Principle component analysis (PCA) was used to compare the compositional and spatial patterns between the examined water samples and the identified latent factors, and to find the possible sources of the trace metals in the water samples. PCA has been widely applied to identify the contribution of anthropogenic and natural sources [52]. The data set was treated by PCA by applying Varimex rotation with Kaiser Normalization as a principal component extraction method. The factor loadings of these different elements with percentages of cumulative variance are given in Figure 3. Two principal components were extracted by PCA in Central Punjab, which was sufficient to cover 70.64% of the total variance from eight elements. In the Central Punjab region, the principal components of Factor 1 accounted (43%) and Factor 2 was recorded (28%) respectively. The elements Cr, Ni, and Co were loaded in Factor 1, while Pb and Cd were loaded in Factor 2. Similarly, As showed a positive correlation in Factor 1 (r = 0.3). Ni and Cr levels may result from industrial activities, as well as mafic and ultramafic rock erosion and weathering in the area. On the other hand, Co sources for the general population mostly originate from industrial activities. Pb is used in many industrial applications, such as solder ammunition, cable sheathing, and battery recycling pigments. Moreover, Pb exposure in water may be due to a weak and corrosive plumbing system. Mn was loaded in both Factor 1 (r = 0.22) and Factor 2 (r = 0.1), but it was not dominant. These results suggest that Factor 1 and Factor 2 have both geological and anthropogenic contributions.

Figure 3

Factor loadings for selected trace elements in the drinking water of (a) Central Punjab, (b) Southern Punjab, and (c) Khyber Pakhtunkhwa, respectively.

In the case of South Punjab, the total cumulative variance of the two Factors was 58.50%, in which Factor 1 contributed 39% and Factor 2 contributed 20%, with high loadings on Cu (r = 0.9), Cd (r = 0.9), and Pb (r = 0.9) in Factor 1. The Cd level may be due to geological activities, while Pb could be influenced by the plumbing systems in Vehari and Multan. Moreover, Mn (r = 0.7) and Co (r = 0.6) were efficiently loaded in Factor 2. Arsenic showed negative loading in both Factors. The results show that Factor 1 and 2 may indicate both anthropogenic and geologic sources.

When investigating the results of KPK, it was found that the total cumulative variance for the two factors in KPK was 61%. Factor 1 contributed 35% of the total variance, with high loadings of Ni (r = 0.8), Pb (r = 0.8), and Cd (r = 0.7). Moreover, Mn and arsenic were loaded in Factor 2, showing that both may have anthropogenic and geological contributions. The high Ni level could be due to the weathering of rocks.

4. Conclusions

After thorough investigation of the drinking water samples collected from groundwater of the investigated areas, the highest concentration was found for Chromium (Cr), followed by Ni > Mn > Cu > As > Pb > Co > Cd. The concentrations of As, Mn, Ni, Cr and Pb were higher than their respective permissible limits set by the Pak-EPA and the WHO, while Cu, Co, and Cd concentrations were within their permissible limits. The HRI and CDI values of As showed that the water is not safe for drinking in Lahore, Vehari, Multan, and Jhang. Similarly, Cr and Ni also exceeded the safe limits in Lahore. However, for Mn, Cu, Co, Cd, and Pb, the HRI values were within the limits.
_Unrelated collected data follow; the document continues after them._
PR #1410, opened 2021-06-08
Fix click v7 version_option compatibility

FuegoFro:
It looks like the ternary was committed backwards in https://github.com/jazzband/pip-tools/pull/1400, since the `package_name` option was add in click 8, but is only being passed in click 7. That caused `pip-tools` to error on import when installed alongside click 7.

**Changelog-friendly one-liner**: Follow up https://github.com/jazzband/pip-tools/pull/1400 to fix click v7 compatibility.

##### Contributor checklist

### DIFF
--- a/piptools/scripts/compile.py
+++ b/piptools/scripts/compile.py
@@ -34,7 +34,7 @@ DEFAULT_REQUIREMENTS_OUTPUT_FILE = "requirements.txt"
 METADATA_FILENAMES = frozenset({"setup.py", "setup.cfg", "pyproject.toml"})
 
 # TODO: drop click 7 and remove this block, pass directly to version_option
-version_option_kwargs = {} if IS_CLICK_VER_8_PLUS else {"package_name": "pip-tools"}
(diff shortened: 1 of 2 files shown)


FuegoFro:
Hey there! I wasn't sure how to set a milestone or what milestone should even be set (possibly 6.1.1, just since that's the milestone which was set on https://github.com/jazzband/pip-tools/pull/1400?). Would love some help with that!

Also, I wasn't sure whether I should add a new `tox` env to tests this, let me know if you think that'd be valuable!

nicoa (approved):

nicoa:
you're totally right, good catch! As far as I know, only members of the jazzband organisation can set milestones, I added 6.1.1 for now, agreeing that this makes sense.

Regarding the env: I honestly don't know, maybe others have a strong opinion on this.

webknjaz (approved):

webknjaz:
This will probably need to be synced with master to unblock the merge button.

FuegoFro:
Thank you for the quick review! 😀 I've gone ahead and rebased the branch on latest `master` 🙂

PR #2203, opened 2025-07-16
Setup Towncrier for changelog management, remove release-drafter

sirosen:
These changes are broken down into several commits for simpler review.

## What

- Convert to Towncrier and prepare notes for the upcoming release.

## How

- Remove release-drafter.
- Setup Towncrier configuration.
- Write Towncrier newsfiles to document all changes since v7.4.1 .
- Setup integrations in git, sphinx, pre-commit, and tox.

##### Contributor checklist

- [x] A newsfile is created in `changelog.d/` (see [`changelog.d/README.md`](https://github.com/jazzband/pip-tools/blob/main/changelog.d/README.md)) for instructions) or the PR text says "no changelog needed".

##### Maintainer checklist


webknjaz:
@sirosen I was thinking about having the change log fragments dir nested under the docs dir to reduce the number of the high-level things. Any objections?

.github/PULL_REQUEST_TEMPLATE.md
```diff
@@ -3,9 +3,9 @@
 ##### Contributor checklist
 
 - [ ] Included tests for the changes.
-- [ ] PR title is short, clear, and ready to be included in the user-facing changelog.
+- [ ] A newsfile is created in `changelog.d/` (see `changelog.d/README.md` for instructions) or the PR text says "no changelog needed".
 
 ##### Maintainer checklist
 
-- [ ] Verified one of these labels is present: `backwards incompatible`, `feature`, `enhancement`, `deprecation`, `bug`, `dependency`, `docs` or `skip-changelog` as they determine changelog listing.
+- [ ] If no changelog is needed, apply the `skip-changelog` label.
```
webknjaz, line 10: We might need to record some guidelines for this (maybe, in a follow-up).

.github/PULL_REQUEST_TEMPLATE.md
```diff
@@ -3,9 +3,9 @@
 ##### Contributor checklist
 
 - [ ] Included tests for the changes.
-- [ ] PR title is short, clear, and ready to be included in the user-facing changelog.
+- [ ] A newsfile is created in `changelog.d/` (see `changelog.d/README.md` for instructions) or the PR text says "no changelog needed".
```
webknjaz: Do we want to call this newsfiles or change notes / fragments for consistency?

changelog.d/.towncrier_template.md.jinja
```diff
@@ -0,0 +1,57 @@
+*{{ versiondata["date"] }}*
```
webknjaz: Don't we have to render the actual version title? Looks like it's missing. Never mind the `sphinxcontrib-towncrier` preview. It may be quirky.

changelog.d/2178.bugfix.md
webknjaz, line 1: Could you use symlinks instead of having copies of fragments?

tox.ini
```diff
@@ -168,3 +168,11 @@ passenv =
...
 allowlist_externals =
   git
+
+[testenv:changelog-draft]
+deps =
+    towncrier
+    -r{toxinidir}/docs/requirements.txt
+commands =
+    towncrier --version
+    {envpython} -c 'import sys, subprocess; subprocess.run([sys.executable, "-m", "towncrier", "build", "--version", "main", "--draft"], stderr=subprocess.PIPE)'
```
webknjaz: Is this meant to eat stderr? Why wrap it in this state? Also, I usually have posargs IIRC, that allow me to pass args for experiments.

tox.ini
```diff
@@ -168,3 +168,11 @@ passenv =
 skip_install = false
 allowlist_externals =
   git
+
+[testenv:changelog-draft]
+deps =
+    towncrier
+    -r{toxinidir}/docs/requirements.txt
+commands =
+    towncrier --version
```
webknjaz: We should probably separate these.
```suggestion
commands_pre =
    towncrier --version
commands =
```

changelog.d/README.md
```diff
@@ -0,0 +1,33 @@
...
+
+  - The number is the PR number or issue number which your PR addresses.
+
+  - The category is `bugfix`, `feature`, `deprecation`, `breaking`, `doc`,
+    `packaging`, `contrib`, or `misc`.
+
+  - For example, if your PR fixes bug #404, the newsfile should be named
+    `changelog.d/404.bugfix.md`.
+
+- If multiple issues are addressed, make an identical copy of the newsfile with
```
webknjaz: I'd prefer a symlink, though.

changelog.d/README.md
```diff
@@ -0,0 +1,33 @@
...
+  another issue number in the name.
+  Towncrier will automatically merge identical files into one entry with multiple links.
+
+- Prefer the simple past or constructions with "now".
+
+You can preview the changelog by running `tox run -e changelog-draft`.
```
webknjaz: I would probably tell the users to build the Sphinx docs and see it rendered in the surrounding context.

changelog.d/README.md
webknjaz, line 1: Did you decide not to follow my boilerplate? Any thoughts? Concrete fragment examples to show? These could be a few of the fragments you're adding in this PR copied into this doc.
Also, let's mention the possibility of bylines.

changelog.d/2202.contrib.md
```diff
@@ -0,0 +1 @@
+`pip-tools` now uses `sphinx-issues` to link to issues, PRs, commits, and user accounts.
```
webknjaz: Where possible, I'd add links to external projects + bylines.

changelog.d/2195.feature.2.md
```diff
@@ -0,0 +1,3 @@
+Requirements file paths in `pip-compile` output are now normalized to
+posix-style, even when `pip-compile` is run on Windows.
```
webknjaz:
```suggestion
POSIX-style, even when `pip-compile` is run on Windows.
```

.github/PULL_REQUEST_TEMPLATE.md
sirosen: Yes, I think we can refine this more in the contributing docs? For now, I wanted to make some kind of update here and keep it pretty simple.

.github/PULL_REQUEST_TEMPLATE.md
sirosen: I was trying to be consistent in calling them "newsfiles" since that seems to be the terminology in Towncrier.
"Change notes" may be more contributor-friendly though, for those who aren't familiar with the tool.

I have no strong opinion on this. Since you've raised it, I think I'll switch it to "change notes" and apply that elsewhere as well.

changelog.d/.towncrier_template.md.jinja
sirosen: Oh, yep, this looks like a mistake. I noticed the version was not visible in the `cheroot` template and didn't understand quite what might be happening there. But for this case we should have it.

changelog.d/2178.bugfix.md
sirosen: Happy to oblige! I'll do a cleanup pass for that.

changelog.d/2202.contrib.md
sirosen: Sure! Since there's no docs site to link, I'll point to the sphinx-issues repo.

changelog.d/README.md
sirosen: Yep, consistent with the note on it above, I'll not just fix my own copies, but also this bit of contributor doc.

changelog.d/README.md
sirosen: First, regarding bylines: yes, I'll add that for sure. More thoughts on that topic to follow (I want to rewrite the past entries too).

I was trying to balance concerns between trying to keep things similar to what you have in other projects, but also produce a document which gets new contributors to the instructions quickly. I'm a little concerned about the example from `cheroot` -- I think that for a new contributor that doc is a bit intimidating and gives too much detail about the rationale for Towncrier and changelogs up front.

My preference is for this doc to read primarily as a "how to", and for the motivation behind it to be separated out. (Similar to diataxis, but simply as sections within a doc.)

I think we can reintroduce all of the elments I removed in a sub-section, keeping the start of the doc short and recipe-like.
Would you be okay with the content flowing as follows?

```markdown
## Adding Change Notes with PRs

<mostly the currently proposed "how to" content + mention of adding a byline>

### Categories

The change categories are defined as follows:

- `bugfix:` A bug fix for something we deemed an improper undesired behavior that got corrected in the release to match pre-agreed expectations.
- ... <list follows>

Sometimes it's not clear which category to use for a change. Do your best and a maintainer can discuss this with you during review.

### Example Change Notes

<copy from cheroot example>

### Rationale

When somebody makes a change, they must record the bits that would affect end-users only including information that would be useful to them. ... <content from cheroot example follows>

We write change notes in the past tense because this suits the users who will be reading these notes.
Combined with others, the notes will be a part of the "news digest" telling the readers what **changed** in a specific version of the library since the previous version.

<anything else from the cheroot doc which I've missed probably goes here>
```

changelog.d/README.md
sirosen: Good idea! I prefer this as well, since it will also help them spot malformed content.

I still think this is handy for maintainers, but we can direct users to `tox run -e build-docs`.

tox.ini
sirosen: You had done something similar:
https://github.com/cherrypy/cheroot/blob/fdaa24d8470d68341a84d977f32436e1344e8230/tox.ini#L336-L346

You used `sh`, and I slightly prefer this subprocess usage but don't feel strongly.

At first, I tried without this, thinking it wasn't strictly necessary. But running several times, I found that stderr sometimes was interleaved with stdout. I definitely should add a comment on it though.

If we're wrapping it, I feel like `{posargs}` gets a little messy. I guess it could be done with...
```suggestion
    {envpython} -c 'import sys, subprocess; subprocess.run([sys.executable, "-m", "towncrier", "build", "--version", "main", "--draft"] + sys.argv[1:], stderr=subprocess.PIPE)' {posargs}
```
that? I think that works. I'll try it.

.github/PULL_REQUEST_TEMPLATE.md
webknjaz: Yep, that's the reason I've been using that terminology.

.github/PULL_REQUEST_TEMPLATE.md
webknjaz: Yes, I was imagining it'd be just linked here.

changelog.d/.towncrier_template.md.jinja
webknjaz: I think that old versions of Towncrier would prepend the version title outside Jinja and than it changed. The recent Sphinx plugin version doesn't support those old versions of Towncrier anymore.
Also, the plugin adds a title IIRC, needs checking but I wouldn't worry about the preview. Making sure that the regular release run puts it in place is what's most important.

changelog.d/2178.bugfix.md
webknjaz: Thanks!

tox.ini
webknjaz: Right. I forgot about it. Your way is cleaner. Although, I'd probably pass [`subprocess.DEVNULL`](https://docs.python.org/3/library/subprocess.html#subprocess.DEVNULL) there instead. [`subprocess.PIPE`](https://docs.python.org/3/library/subprocess.html#subprocess.PIPE) confused me because what it exposes ended up being unused. Also, you probably need `check=True` to replicate the same behavior so that Python wouldn't eat the underlying return code. I'd go for [`subprocess.check_call()`](https://docs.python.org/3/library/subprocess.html#subprocess.check_call), though, as it encapsulates it. And my Cheroot variant was also adding `-bb -I` that would be nice to keep them too.

changelog.d/README.md
webknjaz: Perfect!

changelog.d/README.md
webknjaz: Yes. Though, that tox env was originally intended for certain GHA integrations IIRC. I haven't asked to implement that in the issue since that would extend the scope and complexity. Perhaps in the future..

webknjaz:
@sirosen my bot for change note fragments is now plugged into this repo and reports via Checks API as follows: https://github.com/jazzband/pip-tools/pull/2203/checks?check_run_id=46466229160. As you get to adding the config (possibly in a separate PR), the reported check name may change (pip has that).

ANOVA analysis indicated that trace element contaminations in different areas varied significantly. The Lahore area has contributed high levels of contamination. It has been observed from the univariate and multivariate statistical analyses that both anthropogenic (Cr, Pb, Ni, Cu, Co, Cd, Mg) and geologic sources (As) were responsible for higher trace element concentrations. To sum off, despite being an essential part of life, As, Cr, and Ni contaminated water may pose a serious health threat to some of the investigated areas. Therefore, it is strongly recommended that water from polluted areas should not be used for drinking purposes without proper treatment. Industrial wastewater disposal in big cities such as Lahore and Multan should be strictly monitored, and all industries should be directed to adapt and follow wastewater treatment measures.